La réflexion sur la confiance transcende l’ensemble des disciplines et les différentes sphères de la vie. Depuis quelques années, plusieurs auteurs s’intéressent à la notion de confiance comme fondement de la vie des communautés et de la vie démocratique. La confiance et son manque (la méfiance) représentent sans doute la racine de plusieurs problématiques relatives à la coopération dans les organisations et plus largement au plan social. Comme l’avançait Hervé Serieyx (2010), la confiance est un soutien essentiel à la cohésion sociale et à la performance des collectivités.

 

Il existe différents types de confiance constituant les principes de base du code d’éthique des organisations et qui s’actualisent à travers les actions des acteurs de la gouvernance (management) de l’entreprise1.
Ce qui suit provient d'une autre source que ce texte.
Issue #778, opened 2025-05-14
Sub250 Nimble65 (GEPRCF411SX1280/STM32F411) unflyable on Betaflight 4.5.2 with current config due to gyro misconfiguration (4.5.1 okay)


DavidAnson:
The Sub250 Nimble65 ships (as of about 1 month ago) with <https://build.betaflight.com/api/builds/c6e8ae1147c3a84dcf4095780dd14204/log> flashed containing Betaflight 4.5.1 with config `ad0057e`. That flies fine.

The corresponding Cloud Build for Betaflight 4.5.2 is <https://build.betaflight.com/api/builds/474ed9cd32f0201161e0510e5374e625/log> with config `467f87b`. It idles okay, but if you try to take off, ZOOM TO THE MOON with audible power fluctuations on the way up. Upon inspection, the gyro is misaligned and this can be easily observed in Betaflight Configurator's Setup tab - it's about 45 degrees off so pure physical pitch or roll produce measured pitch AND roll on screen.

If you're lucky, you notice that after flashing. If not, you may have to disarm at 30 feet over concrete and crack your frame in 3 places. :|

If you're the kind of person who likes to `diff all`, you may notice that in the working configuration immediately after flashing:
```
set gyro_1_sensor_align = CW0
set gyro_1_align_yaw = 0
```

And in the broken configuration immediately after flashing:
```
set gyro_1_sensor_align = CUSTOM
set gyro_1_align_yaw = 3150
```

If you're the kind of person who likes to read GitHub commits, you may decide the problem is a COMBINATION of these two commits:

Betaflight 4.5.2: <https://github.com/betaflight/betaflight/commit/7e55f9e73c9628c7fd4309bc6039495f13db9f1d>
Betaflight config: <https://github.com/betaflight/config/commit/ac7c65c3acfef6b60c1b70fce64a381cc958feba#diff-f8cb1e76e2e76dd5c148e83ff603d845ef5d004dfa8964d3a595dbaf9ee88c20>, specifically `configs/GEPRCF411SX1280/config.h`, extra specifically:
```
+ #define GYRO_1_ALIGN ALIGN_CUSTOM
#define GYRO_1_ALIGN_YAW -45
```

I don't know enough about `GEPRCF411SX1280` to say if this configuration is wrong for all such boards, but I have confirmed experimentally that it is wrong for the Sub250 Nimble65. The fix (also confirmed experimentally) is to apply the two "working configuration" settings above after flashing Betaflight 4.5.2.

[...]

PR #779, opened 2025-05-14
Fix alignment on GEPRCF411SX1280

haslinghuis:
- fixes: #778


ot0tot:
Issue is for a different quad from a different manufacturer, and has nothing to do with the GEPRC target.

haslinghuis:
No support for clones !

haslinghuis:
Needs testing (made this up after comparing unified target with config)

ot0tot:
The existing config is correct. No changes needed.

1. Personnelle (la confiance en soi) Principe CRÉDIBILITÉ

2. Interpersonnelle (la confiance entre deux personnes) Principe COHÉRENCE

3. Organisationnelle (présente ou absente au sein de l’organisation. Attachée à une structure formelle) Principe ALIGNEMENT

4. Externe (reflète la confiance des clients et des investisseurs) Principe RÉPUTATION

5. Sociale (crée de la valeur pour la société) Principe CONTRIBUTION

 

Un concept aux dimensions multiples

La confiance représente la source du leadership et de toute forme de management. Elle favorise la coopération (le travail en équipe), la collaboration, l’engagement, la fidélisation, le partage d’information, l’initiative et l’innovation au service de la croissance. Elle s’exprime généralement comme une attente optimiste de la part d’un individu quant au résultat d’un événement ou au comportement d’un individu (Hosmer, 1995).

 

La confiance se définit comme un état psychologique comprenant l’acceptation d’une vulnérabilité basée sur :

·   des croyances concernant les intentions/valeurs/buts/comportements d’une autre personne (Mishra, 1996);

·   la croyance que l’autre personne est compétente, intègre (fiable), attentive et ouverte (Shockley-Zalabab, Ellis et Winnograd, 2000).

 

Les trois fondements de la confiance

·   L’intégrité/fiabilité (la cohérence entre les paroles et les actes).

·   La production de résultats (compétence).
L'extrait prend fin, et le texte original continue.